**TASK ITEM**. Please copy out all lines of the entries that contain the word "Behavior".

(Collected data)
PR #3351, opened 2024-05-21
Add ability to disable the share redirect feature

### LINKED ISSUE #3348: Add ability to disable Console as proxy for share object logic
#3284 has its use case, but introduced some bugs (#3305, #3328, #3334).

## Expected Behavior
Users can decide if they want to use Console as a proxy for the share logic.

## Current Behavior
Users are forced to use this new feature.

## Possible Solution
It would be great if one could disable this feature using an environment variable (f.e. `MINIO_BROWSER_PROXY_SHARE=false`, default `true`), since it introduced unneeded complexity if the `MINIO_SERVER_URL` is publically accessible.

Run a MinIO cluster with a recent Console version and run into the linked bugs.

## Context
The new feature broke the share functionality on our production cluster since not all fixes are provided in the latest version (1.4.0).

## Regression
This wasn't needed before #3284.

hashworks:
Introduces the ENV variable `CONSOLE_BROWSER_REDIRECT` to disable the feature introduced in #3348 since it is only needed when the MinIO server is not publically reachable.

It defaults to `on` to keep current behaviour.

Resolves #3348.

### DIFF
--- a/api/config.go
+++ b/api/config.go
@@ -307,3 +307,7 @@ func getConsoleAnimatedLogin() bool {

**ANSWER TO THIS EXERCISE**.
## Expected Behavior
## Current Behavior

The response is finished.